有时候,断电会导致文件系统错误,以至于最近修改的文件名找不到了,而这个文件会被移动到"/lost+found" 目录中。当发生了这种情况后,就无法寻找到活跃日志,也就无法进行回滚了。SQLite试图通过在同步日志文件本身的同时打开并同步包含回滚日志文件的目录来阻止这个情况的发生。但是,将文件移动到"/lost+found" 的情况还有可能是在数据库所在的目录下由无关的进程创建无关的文件所导致的。而且由于这件事儿已经超出了SQLite的控制范围,所以SQLite没有任何办法来阻止这个情况。如果你需要在一个容易出现这种名字空间错误的文件系统上运行SQLite的话(我们相信大多数现代的日志文件系统都可以防止这件事情),那么你可能需要考虑将每个SQLite数据库文件放到一个单独的私有子目录中。
Sometimes a power failure will cause a filesystem to be corrupted such that recently changed filenames are forgotten and the file is moved into a "/lost+found" directory. When that happens, the hot journal will not be found and recovery will not occur. SQLite tries to prevent this by opening and syncing the directory containing the rollback journal at the same time it syncs the journal file itself. However, the movement of files into /lost+found can be caused by unrelated processes creating unrelated files in the same directory as the main database file. And since this is out from under the control of SQLite, there is nothing that SQLite can do to prevent it. If you are running on a system that is vulnerable to this kind of filesystem namespace corruption (most modern journalling filesystems are immune, we believe) then you might want to consider putting each SQLite database file in its own private subdirectory.

10.0 未来的方向和结论
10.0 Future Directions And Conclusion

时不时的,一些人会在SQLite中发现新的原子提交失败情况,甚至开发者不得不为此打一个补丁。这中事情发生的越来越少,并且失败情况变得越来越难以理解。但是依然不应该假设SQLite的原子提交逻辑是完全无bug的。开发者们一旦发现了错误就可以尽快提交一个修复这个bug的补丁。
Every now and then someone discovers a new failure mode for the atomic commit mechanism in SQLite and the developers have to put in a patch. This is happening less and less and the failure modes are becoming more and more obscure. But it would still be foolish to suppose that the atomic commit logic of SQLite is entirely bug-free. The developers are committed to fixing these bugs as quickly as they might be found.

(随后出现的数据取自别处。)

Issue #1846, opened 2021-02-07
chore: enforce Netlify style guide in CLI


erezrokah:
Per this comment https://github.com/netlify/cli/pull/1836#issuecomment-774165013, we should find a way to enforce our style guide in the CLI output.

Some work has been done to extract log messages to a centralized location:
https://github.com/netlify/cli/blob/33fc7fbc068a825c14730047162900ca93737044/src/lib/log.js

We should add any new message to that file and move existing ones.
Having all log messages in a centralized location will make it easier to lint them per the style guide.

PR #2200, opened 2021-04-22
chore(ci): add vale

erezrokah:
**- Summary**

Initial work towards https://github.com/netlify/cli/issues/1846. Only lints docs for now (not CLI logs).

This creates a lot of annotations so I might just enable it for changes files only, but I wanted to get some visibility into the warnings.

**- Test plan**

See GitHub annotations.

🐼

### DIFF
--- a/.github/workflows/vale.yml
+++ b/.github/workflows/vale.yml
@@ -2,7 +2,7 @@ name: Lint Docs
 
 on:
   push:
-    branches: [main, chore/add_vale]
+    branches: [main]
   pull_request:
     branches: [main]
 
--- a/.github/workflows/vale.yml
+++ b/.github/workflows/vale.yml
@@ -1,0 +1,22 @@
+name: Lint Docs
+
+on:
+  push:
+    branches: [main, chore/add_vale]
+  pull_request:
+    branches: [main]
+
+jobs:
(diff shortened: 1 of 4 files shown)


eduardoboucas:
This looks great! Would it be possible to check the string messages we output in the CLI, or will the action freak out when it sees code?

erezrokah:
> Would it be possible to check the string messages we output in the CLI, or will the action freak out when it sees code?

I think we will need to extract those into a known format https://github.com/errata-ai/vale#functionality

.github/workflows/vale.yml
```diff
@@ -0,0 +1,23 @@
...
+    steps:
+      - name: Git checkout
+        uses: actions/checkout@v2
+
+      - name: Vale
+        uses: errata-ai/vale-action@master
+        with:
+          styles: https://vale-library.netlify.app/styles.zip
+          files: '["docs", "src", "README.md", "CODE_OF_CONDUCT.md", "CONTRIBUTING.md"]'
+          onlyAnnotateModifiedLines: true
```
erezrokah, line 21: I'll remove this once we fix all the current warnings

ehmicky (approved):

PR #2204, opened 2021-04-23
fix(deps): pin memoize-one to 5.1.1

waynehoover:
This fixes https://github.com/netlify/cli/issues/2202 (and https://github.com/alexreardon/memoize-one/issues/80).

Since currently we're using `^5.1.1` format, `5.2.0` is used for the CLI and it is causing the error. By pinning the memoize-one version to `5.1.1`, the error will be gone.
We can look into for upgrading `5.2.0` or not later on.

### DIFF
--- a/package-lock.json
+++ b/package-lock.json
@@ -6,7 +6,7 @@
   "packages": {
     "": {
       "name": "netlify-cli",
-      "version": "3.21.4",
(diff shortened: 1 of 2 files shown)


keiko713 (approved):
test passed 🎉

开发者们同样会发现一些优化提交机制的新方法。目前的VFS实现(包括Unix、Linux、Mac OS X和Windows)对于其平台行为做了最坏的假设。在向专家咨询完这些系统的的工作原理之后,我们可能可以放松一些对这些系统的假设,来让数据库运行的更快速。在实际中,我们猜想大多数的现代文件系统都可以支持安全追加特性,也可以支持原子扇区写入。但是在这些事情成为必然之前,SQLite还是会采用保守的方式,做出最坏的打算。
The developers are also on the lookout for new ways to optimize the commit mechanism. The current VFS implementations for Unix (Linux and Mac OS X) and Windows make pessimistic assumptions about the behavior of those systems. After consultation with experts on how these systems work, we might be able to relax some of the assumptions on these systems and allow them to run faster. In particular, we suspect that most modern filesystems exhibit the safe append property and that many of them might support atomic sector writes. But until this is known for certain, SQLite will take the conservative approach and assume the worst.